Pädagogischen Hochschulen wie die in Ludwigsburg sind bei Studenten gefragt. Foto: factum/Granville

Die Zahl der Studierenden hat in Baden-Württemberg wächst kontinuierlich, aber langsamer als noch vor zwei Jahren. Die größten Zuwächse verbuchen die Pädagogischen Hochschulen.

Stuttgart - Fast 360 000 junge Menschen waren im vergangenen Wintersemester 2016/17 an den Hochschulen in Baden-Württemberg eingeschrieben. Damit meldet das Statistische Landesamt einen neuen Höchststand. Die Anzahl der Studierenden sei gegenüber dem Vorjahr um 0,9 Prozent oder 3000 Personen gestiegen.

Allerdings ist der Zuwachs wie schon im Jahr 2015 deutlich moderater als früher. Seit dem Wintersemester 2009/2010 habe sich die Studierendenzahl sechs Jahre lang stets um mindestens drei Prozent erhöht, erklären die Statistiker.

Am stärksten war der Anstieg im Jahr 2012, als der doppelte Abiturjahrgang an die Hochschulen kam. Damals wuchs die Zahl der Studierenden im Land von 305 000 (Wintersemester 2011/12) auf 330 200 im Wintersemester 2012/13. Inzwischen nähert sich das Gros dieser Jahrgänge ihren Abschlüssen oder hat die Hochschulen bereits verlassen.

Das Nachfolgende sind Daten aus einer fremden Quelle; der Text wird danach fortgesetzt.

PR #71, opened 2024-06-11
Update set_up_proxy(), add DEBUG envar, minor fixes

### LINKED ISSUE #57: Debug Configuration as an Environment Variable
There seems to be no way to instantiate a misp-core container with debug mode enabled.

While it is possible to enable debug mode through the UI, it may not always be usable. Consider the case where the container is broken and fails to authenticate despite showing the web UI. In such a case, it's tedious to login into the container to enable debug mode over the shell. It would be convenient if we could respin the container in debug mode amd look at the debug error logs shown on the web UI.

This can be fixed by adding a dedicated "MISP_DEBUG" variable in the .env file.

Obviously, enabling debug mode in a production environment is unsafe, so documentation should appropriately warn of the risk.

UFOSmuggler:
added missing PROXY_ENABLE envar to docker-compose.yml

add default value of false if PROXY_ENABLE unset

altered set_up_proxy() in configure_misp.sh to use json-based config system

fixed MISP.ca_path setting to use --force, since doesn't end in .pem

### DIFF
--- a/core/files/configure_misp.sh
+++ b/core/files/configure_misp.sh
@@ -13,6 +13,7 @@ source /utilities.sh
 [ -z "$OIDC_ENABLE" ] && OIDC_ENABLE="false"
 [ -z "$LDAP_ENABLE" ] && LDAP_ENABLE="false"
 [ -z "$ENABLE_DB_SETTINGS" ] && ENABLE_DB_SETTINGS="false"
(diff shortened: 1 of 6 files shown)


ostefano:
LGTM. Didn't know that Debug could accept int values 😑

ostefano (approved):

PR #75, opened 2024-06-12
Core - Enhanced the validity check of Nginx's dhparam.pem file during configuration phase

Aldenar:
Whenever I tried running the misp-core image, it'd get stuck on an infinite loop of Nginx trying to start up, then failing due to invalid DHParam.pem file.

For unknown reasons, the file existed, but was empty every time.

This PR fixes that by enhancing the dhparam.pem file check, adding a contents check of the file, and if anything other than a valid DH Params are found, regenerates the file.

### DIFF
--- a/core/files/entrypoint_nginx.sh
+++ b/core/files/entrypoint_nginx.sh
@@ -255,7 +255,7 @@ init_nginx() {
         echo "... TLS certificates found"
     fi
     
-    if [[ ! -f /etc/nginx/certs/dhparams.pem ]]; then
+    if [[ ! -f /etc/nginx/certs/dhparams.pem ]] || ! openssl dhparam -in /etc/nginx/certs/dhparam.pem -noout -check; then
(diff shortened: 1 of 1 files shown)


ostefano:
This looks to me like a workaround to a runtime (and singular) issue.
Not sure it would make sense to address it explicitly.

Aldenar:
On my server, I have tried resetting docker to a clean state several times, and always, the initial configuration got stuck on the dhparam file existing on disk, but being empty, thus leading to Nginx failing to start. 

This commit does not alter the overall flow of the configuration, only adds a content verification step that, in my opinion, should have been present from the start. 

I tried debugging why the file initially failed to generate, but that didn't lead to anything. This, however, worked fine. And finally allowed the container to start correctly.

ostefano:
Mmm, did you try with the latest docker version available from docker.com?

PR #1280, opened 2026-05-20
Perf: IntSurf_LineOn2S → std::vector + hot-path hash-op cleanups

tarik113:
## Summary

Three profile-guided performance changes on top of OCCT 8.0.0, validated with `sample(1)` and a reproducible synthetic Boolean Fuse + meshing benchmark on macOS arm64.

### 1. `IntSurf_LineOn2S`: `NCollection_Sequence` → `std::vector`  *(main change, measurable)*

The `mySeq` member is accessed by index from many hot loops (`IntPatch_WLine::Point(i)` → `IntSurf_LineOn2S::Value(i)` → `mySeq(i)`). `NCollection_Sequence::operator()(int)` keeps an internal current-node cache but degrades to O(N) under non-sequential / interleaved access. In a Boolean Fuse profile, `NCollection_BaseSequence::Find` was the #1 hot symbol.

Swapped the private container to `std::vector<IntSurf_PntOn2S>`. All operations translated 1:1:
- `Length` → `size`, `Reverse` → `std::reverse`, `(i)` → `[i-1]`
- `Append` → `push_back`, `InsertBefore` → `insert`, `Remove`/`RemovePoint` → `erase`
- `Split(i, SS)` reimplemented inline with `insert`+`erase`
- Box-build loops rewritten as range-for

Class API preserved. The allocator-taking constructor signature is kept; the allocator hint is now ignored (`std::vector` uses the default allocator). If embedded users rely on the OCCT allocator pool for `IntSurf_PntOn2S` storage, this can later switch to `std::pmr::vector` with a small adapter.

**Measured:**
- Workload: `BRepAlgoAPI_Fuse` of two 3×3 grids of cylinders+tori (36 non-planar faces per side), serial, deflection ignored, repeated 5×.
- Baseline (`Sequence`): median **4239.8 ms** (range 4220–4257)
- Patched (`vector`): median **4103.5 ms** (range 4068–4126)
- **−136 ms ≈ −3.2%**, variance tighter; behavior identical (same Fuse result, no errors).
- Confirmed in post-patch profile: `NCollection_BaseSequence::Find` is no longer in the top hot symbols.

### 2. `BOPAlgo_PaveFiller_6`: cache `IsClosedFF` in `PerformFF` 4-nested loop *(refactor, behavior-preserving)*

In `PerformFF` (line ~419), the wire/edge/wire/edge nest calls `IsClosedFF(anEdge1, …)` and `IsClosedFF(anEdge2, …)` on every (E1, E2) pair. Both results depend only on a single edge, so:
- `anIsClosed1` lifted out of the W2/E2 loops (computed once per `anEdge1`)
- `anIsClosed2` memoized via `NCollection_DataMap<int,bool> aIsClosedF2Cache` keyed by F2 edge index

`IsClosedFF` is a pure read of the edge's `BRep_CurveRepresentation` list / `BRep_Tool::IsClosed` — safe to cache. Iteration order is preserved, so the `anIsFound` short-circuit fires on the same pair as before.

**Measured:** Call count drops from **4 160 → 1 170 per Fuse** (−71.9%, deterministic counter). Wall-clock change is below noise because each `IsClosedFF` is cheap; the redundant calls were a tiny fraction of the Fuse's overall cost. Net: zero-cost refactor, real-but-invisible work reduction. Kept because future workloads with expensive `IsClosedFF` (edges with many `BRep_CurveRepresentation` entries) may benefit.

### 3. `BRepMesh_BaseMeshAlgo::collectTriangles` + `collectNodes`: drop double hash lookups *(refactor, behavior-preserving)*

Replaced `IsBound(k) + Bind(k, …) + Find(k)` pattern with the idiomatic `ChangeSeek(k) + Bound(k, …)` on the local `DMapOfIntegerInteger`. In `collectNodes`, `IsBound(i) + Find(i)` collapsed to a single `Seek(i)`.

This cuts 1–2 hash ops per node per triangle. Triangle counts are bit-identical against baseline (28 992 triangles produced for both on the test scene).

**Measured:** wall-clock change in mesh benchmark is below noise — `collectTriangles` is not in the meshing profile top (the real meshing hot spots are `NCollection_IncAllocator::allocateSlow`, `NCollection_BaseList::PRemove/PAppend` inside `BRepMesh_DataStructureOfDelaun::cleanLink`, and the Delaunay core itself). Kept because it's a clean idiomatic improvement that costs nothing.

---

## Reviewer notes

- All three changes were validated by direct A/B (same session, same machine, immediate before/after). The first mesh baseline I measured (109 ms) was a cold-machine artifact; the actual baseline once warm was ~52 ms.
- `IntSurf_LineOn2S` triggered a downstream rebuild of ~30 toolkits (TKBO, TKFillet, TKOffset, etc.) — link-only relinks, no source changes elsewhere needed.
- Worth mentioning for context: on the same workload, **toggling the existing `OCCT_Parallel`/`OSD_Parallel` flag on `BRepMesh_IncrementalMesh` gives 3.97× speedup with 10 cores** (90 ms → 23 ms). That is by far the biggest performance lever and requires no patch — just documentation.
- No formal regression / non-regression test on the OCCT test suite was run (only a synthetic Boolean Fuse + meshing micro-benchmark). The `IntSurf_LineOn2S` change is the one that benefits most from running the full OCCT test suite before merge.

## Test plan

- [ ] Run the OCCT non-regression test suite, especially `tests/boolean/*` and `tests/perf/*`
- [ ] Verify `IntSurf_LineOn2S::Split` behavior on edge cases (Index = 1, Index = NbPoints, Index > NbPoints)
- [ ] Measure the patch on a workload with very long walking lines (heavy intersections of high-degree spline surfaces) where Sequence O(N) was actually the bottleneck — synthetic bench here only used cylinders/tori
- [ ] Consider whether the dropped allocator hint in `IntSurf_LineOn2S` constructor matters for any callers using a custom `IntSurf_Allocator`

### DIFF
--- a/src/ModelingAlgorithms/TKBO/BOPAlgo/BOPAlgo_PaveFiller_6.cxx
+++ b/src/ModelingAlgorithms/TKBO/BOPAlgo/BOPAlgo_PaveFiller_6.cxx
@@ -415,13 +415,16 @@ void BOPAlgo_PaveFiller::PerformFF(const Message_ProgressRange& theRange)
           BRep_Tool::Triangulation(aF2, aLocation2);
         const bool anIsPlane2 = IsPlaneFF(aSurface2);
 
-        bool anIsFound = false;
+        bool                           anIsFound = false;
+        NCollection_DataMap<int, bool> aIsClosedF2Cache;
         for (TopoDS_Iterator aItW1(aF1); !anIsFound && aItW1.More(); aItW1.Next())
         {
           for (TopoDS_Iterator aItE1(aItW1.Value()); !anIsFound && aItE1.More(); aItE1.Next())
           {
             const TopoDS_Edge& anEdge1      = TopoDS::Edge(aItE1.Value());
             const int          anEdgeIndex1 = myDS->Index(anEdge1);
+            const bool         anIsClosed1 =
+              IsClosedFF(anEdge1, aSurface1, aTriangulation1, aLocation1, anIsPlane1);
 
             for (TopoDS_Iterator aItW2(aF2); !anIsFound && aItW2.More(); aItW2.Next())
             {
@@ -430,10 +433,13 @@ void BOPAlgo_PaveFiller::PerformFF(const Message_ProgressRange& theRange)
                 const TopoDS_Edge& anEdge2      = TopoDS::Edge(aItE2.Value());
                 const int          anEdgeIndex2 = myDS->Index(anEdge2);
 
-                const bool anIsClosed1 =
-                  IsClosedFF(anEdge1, aSurface1, aTriangulation1, aLocation1, anIsPlane1);
-                const bool anIsClosed2 =
-                  IsClosedFF(anEdge2, aSurface2, aTriangulation2, aLocation2, anIsPlane2);
+                bool anIsClosed2;
+                if (!aIsClosedF2Cache.Find(anEdgeIndex2, anIsClosed2))
+                {
+                  anIsClosed2 =
+                    IsClosedFF(anEdge2, aSurface2, aTriangulation2, aLocation2, anIsPlane2);
+                  aIsClosedF2Cache.Bind(anEdgeIndex2, anIsClosed2);
+                }
                 if (!anIsClosed1 && !anIsClosed2)
                 {
                   continue;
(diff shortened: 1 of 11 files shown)


dpasukhi:
Dear @tarik113 

Please avoid std::vector, use NCollection_LinearVector or NCollection_LocalArray + NCollection_Array1.

LinearVector and LocalArray can be used inside Array1 as a pre-allocated array (Array1 can used as span).
For map and DataMap which stored only integer/bool/char values prefer to use FlatMap and FlatDataMap

PR #1292, opened 2026-06-03
Modeling Algorithms - rework Gordon surface construction

dpasukhi:
Remove GeomFill_GordonBuilder and Approx_BSplineApproxInterp.

These classes had implementation similarities with TiGL occ_gordon, which is distributed under the Apache License 2.0.  The code has been removed to avoid ambiguous third-party provenance in this OCCT contribution.

The new implementation converts and reparametrizes input curves with local
Gordon utilities, computes the profile/guide intersection table, normalizes
curve ordering, and prepares compatible B-spline curve families before surface
construction.

GeomFill_NetworkSurface now builds the compatible network directly with OCCT
B-spline tools. Profile and guide skins are interpolated from curve poles, an
intersection-grid reference surface is built from the resolved network points,
the surfaces are aligned to a common knot basis, and the final poles are
corrected without point-grid surface approximation.

Add explicit result statuses to GeomFill_Gordon and GeomFill_NetworkSurface so
callers can distinguish invalid input, preprocessing failures, compatibility
failures, and final construction failures while preserving the IsDone()/Surface()
usage pattern.

Extend Gordon tests with status checks and closed-network coverage for the
low-level network surface builder.


dpasukhi:
[gordon_preview_brep.zip](https://github.com/user-attachments/files/28556845/gordon_preview_brep.zip)

PR #1336, opened 2026-07-11
Foundation Classes - Fix bucket array leak in Poly_MergeNodesTool

mbait:
## Summary

`Poly_MergeNodesTool::MergedNodesMap` derives from `NCollection_BaseMap` but defines no destructor. The base destructor is `= default` and relies on each subclass calling `Destroy()` to free the hash bucket arrays (this is what `NCollection_DataMap` et al. do via `Clear(true)`), so the bucket array allocated by `NCollection_BaseMap::BeginResize()` leaks on every `Poly_MergeNodesTool` instance — i.e. on every STL/OBJ/mesh read that merges nodes (`RWStl_Reader`, `RWObj`).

Bauer will Studienplätze erhalten

Doch Wissenschaftsministerin Theresia Bauer (Grüne) warnt vor Überlegungen, für diese Jahrgänge neu geschaffene Studienplätze wieder abzubauen. Sie merkt zu der neuesten Statistik an: „Auch nach den doppelten Abiturjahrgängen sehen wir keinen Rückgang der Zahlen: Statt über dem Berg befinden wir uns auf einer ausgedehnten Hochebene.“ Der neue Rekord bei den Studierenden zeige, „dass wir uns als Landesregierung darauf einstellen müssen, dass wir dauerhaft genügend Studienplätze bereitstellen.“

Größtes Plus an den Pädagogischen Hochschulen

Unter den Hochschularten machten die Pädagogischen Hochschulen im vergangenen Wintersemester am meisten Boden gut. Sie verzeichneten ein Plus von 2,8 Prozent. Die Kunsthochschulen dagegen verloren 2,2 Prozent. Sie erlebten bei den Anfängern einen Rückgang von mehr als 13 Prozent. Die Hochschulen für angewandte Wissenschaften (HAW) wuchsen um ein Prozent, die Universitäten um 0,7 und die Duale Hochschule um 0,6 Prozent.

Am beliebtesten sind nach wie vor die Universitäten, dort sind 49,7 Prozent aller Studierenden eingeschrieben. An den HAW studieren 32,7 Prozent, an der Dualen Hochschule 9,5 Prozent. 6,8 Prozent werden an einer Pädagogischen Hochschule ausgebildet, 1,2 Prozent sind an einer Kunsthochschule immatrikuliert.

Deutlich mehr ausländische Studierende

Zum ersten Mal zählten die Statistiker im Wintersemester 2016/17 mehr als 50 000 ausländische Studierende an den baden-württembergischen Hochschulen. Das sind 5,2 Prozent mehr als ein Jahr zuvor. Den höchsten Ausländeranteil haben die Kunst- und Musikhochschulen. Dort ist mit 35 Prozent mehr als jeder Dritte ein internationaler Student. An den Universitäten liegt der Ausländeranteil bei 18 Prozent, an den HAW bei 13 Prozent. Kaum internationale Studierende gibt es an den Pädagogischen Hochschulen (fünf Prozent) und an der Dualen Hochschule (vier Prozent).